Bahia de Los Angeles: Unlike Los Cabos or La Paz, this legendary Baja Norte outpost is a long way from everything-it’s a ten hour drive from the California border. The drive through the desert is one of the main highlights of the journey, however, and once you get here the fishing charters are usually located mere walking distance from your thatched hut palapa. Since Bahia de Los Angeles faces directly east the sunrises here create a concert of colors, and the mountains, which form the backdrop of the village, are illuminated each morning in a radiant glow. In addition to sportfishing, you can also snorkel with migrating whale sharks during the months of June-October, and while “L.A. Bay” (as it’s known to many gringos) might not have the nightlife of larger cities like Los Cabos, this is a “hot-spot” where you come to for no other reason than to get away from it all.

Where To Stay

Los Cabos: If there is one thing the Los Cabos area isn’t short on, it’s hotels, and an affordable option, which is conveniently located a five-minute cab ride from the marina and center of nightlife is the Villa del Palmar resort in the heart of Cabo San Lucas. The sprawling swimming pool creates a family resort atmosphere, and the oceanfront location makes it an easy spot for a stroll down the beach into town. While not an adventure-lodge in and of itself, the location is prime for embarking on excursions from offroading tours through the desert to dolphin cruises or scuba charters. From $115-$300. Camino Viejo a San Jose KM 0.5, El Medano, Cabo San Lucas,

For the surfing crowd, Cabo Surf Hotel offers oceanfront accommodations at one of Los Cabos’ best beach breaks, although the rates are definitely higher than other places you can find around town. With only 36 rooms the hotel manages to retain its boutique nature, and the rooms themselves are modern and comfortable and gaze out towards the water and waves. From $250-$400. Playa Acapulquito, KM 28, 23410 San Jose del Cabo,

La Paz: For five-star resort luxury at affordable prices, the CostaBaja resort is literally walking distance from the main marina for snorkeling, sailing, and diving charters. Its convenient location by the marina makes it popular and busy option in town, and the standard-sized rooms gaze out towards the water where sunsets are offered up nightly. Although the resort is on the far end of La Paz it’s still only 15 minutes from the La Paz international airport, as an added bonus, anyone staying for four nights or more is eligible for free transport all the way from the airport in San José del Cabo From $150-$250. Carretera a Pichilingue, Kilómetro 7.5, Lomas de Palmira, 23010 La Paz,

If you’ll be windsurfing in La Ventana, Ventana Windsports has beachfront accommodations where hammocks and palm trees are a tempting reason for simply staying on shore. With only nine rooms the atmosphere is comfortable and laidback, and the mellow shoreline is a rustic getaway where you’re still treated to the comforts of home. From $65-$300. 7km off of Los Planes highway from La Paz,

Bahia de Los Angeles: If your whole idea of coming to Baja is to escape the resort setting and just get away from everything, pitch a tent beneath a palapa at Camp Daggets and put your cooler and beach chair out in the sun. Situated a five-minute drive from the center of town (which, remember, is a ten-hour drive from the border), sportfishing and snorkeling charters depart from right here on the property. Laidback and rustic, this is as calming an outpost as you can get. Campsites from $10, casitas from $50. 2 km north of Bahia de Los Angeles town,


How To Get There:

By Air: Most visitors to Baja arrive by international airports in La Paz, Loreto, and San José del Cabo. If you are traveling to Baja Norte and will be in need of a rental car, there is an international airport in Tijuana which has multiple rental car agencies. Most of the direct flights into La Paz, Loreto, and San José del Cabo depart from either San Diego or Los Angeles, and the flight from Los Angeles to Los Cabos is approximately two hours. When booking flights, remember to note that the state of Baja Sur is one hour ahead of West Coast time and is in the Mountain Time Zone.
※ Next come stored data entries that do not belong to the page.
PR #100, opened 2018-12-10
session07 html_render

jjakubiak:
A few questions on the session07 html render assignment before I submit.
1) Are we required to create our own tests or are the pre-created tests in test_html_render sufficient?

2) I get the correct output however there are two tests that fail:

a) def test_title(): fails an assertion test at two lines, assert file_contents.endswith("</title>") and assert "\n" not in file_contents. Why is the title row not allowed to have a line break character? It seems to still provide the correct output.

b) def test_indent(): fails an assertion test at line, assert lines[0].startswith("   <"). The lines list looks correct ['<!DOCTYPE html>', '<html>', '    some content', '</html>'], but it seems that we wouldn't want an indent before the doc type header at line[0]?

Thanks!

### DIFF
--- a/students/jjakub/session07/html_render/html_render.py
+++ b/students/jjakub/session07/html_render/html_render.py
@@ -1,0 +1,139 @@
+#!/usr/bin/env python3
+
+"""
+Class: Python 210 B, Au2018
+Exercise: Session 06, Mailroom Part 04
+Student: Jason Jakubiak
+
+A class-based system for rendering html.
+"""
+
+# This is the framework for the base class
+class Element(object):
+    """
+    Abstract base class for rendering an Html element
+    """
+    tag = "html"
+    indent = "    "
+
+    def __init__(self, content=None, **kwargs):
+        self.attributes = kwargs
+        self.contents = []
+        if content is not None:
+            self.contents = [content]
+
+
+    def append(self, new_content):
+        self.contents.append(new_content)
+
+
+    def attrubutes(self):
+        attrb = "".join([' {}="{}"'.format(key, val) 
+                        for key, val in self.attributes.items()]
+                        )
+        return attrb
+
+
+    def make_open_tag(self, cur_ind=""):
+        open_tag = "<{}{}>".format(self.tag, self.attrubutes())
+        return cur_ind + open_tag
+
+
+    def render(self, out_file, cur_ind=""):
+        out_file.write(cur_ind)
+        out_file.write(self.make_open_tag())
+        out_file.write("\n")
+        for content in self.contents:
+            try:
+                content.render(out_file, cur_ind + self.indent)
+            except AttributeError:
+                out_file.write(cur_ind + self.indent)
+                out_file.write(str(content) + "\n")
+        out_file.write(cur_ind)
+        out_file.write("</{}>\n".format(self.tag))
+
+class OneLineTag(Element):
+    tag = "Title"
+
+    def render(self, out_file, cur_ind=""):
+        out_file.write(cur_ind)
+        out_file.write(self.make_open_tag())
+        for content in self.contents:
+            out_file.write(str(content))
+        out_file.write("</{}>\n".format(self.tag))
+
+class Html(Element):
+    tag = "html"
+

By Car: Many visitors to Baja Norte and those who will be spending an extended period of time on the peninsula will simply choose to drive their own vehicles into Baja. The San Ysidro border crossing between San Diego and Tijuana is the most heavily-trafficked border crossing in the world, and wait times at the border when heading north can often be over two hours, particularly if returning on a Sunday afternoon. For a more low-key border crossing, the Tecate border crossing is located about an hour inland from San Diego, and the drive through the Valle de Guadalupe passes through the heart of Mexico’s burgeoning wine country. This road will reconnect with MEX 1 (the Transpeninsular highway) just north of Ensenada, and the highway is fully paved all the way down to “the tip” in Los Cabos.

Understand that if you’re going to be driving your own vehicle into Baja, will be in the country for longer than 72 hours, or will be traveling further south than Maneadero (30 minutes south of Ensenada), you will need to fill out a $25 Tourist Card which can be obtained at the border crossing. Also understand that most major rental car companies don’t allow their vehicles to travel into Mexico. One company which does and that we highly recommend is California Baja Rent A Car which is based in inland San Diego and specializes in rental cars to Baja.

Driving Tips: The number one rule of road travel in Mexico is not to drive at night. Stick to the roads during the daylight hours and everything should be fine. Since the border areas can still be a little suspect, it’s best to cross with a full tank of gas and minimize your presence in urban stretches around the border (such as putting surfboards inside of your car if at all possible). The Mexican courts work differently than those in the U.S., and at all costs you want to avoid getting in any sort of accident since you’re often considered guilty until proven innocent. Shakedowns by police are common on much of the roadways, and while it really is the wrong thing to do to pay la mordida (the bribe, or literally, “the bite”), a $20 bill in your glove box will save you a lot of hassle of spending hours at the police station trying to call their bluff. For more information on police and bribes, be sure to read the Vagabond Tales column “How To Pay Off The Police While Traveling“. Finally, when the car in front of you is flashing its left blinker without slowing down, it’s indicating to you that it is safe to pass.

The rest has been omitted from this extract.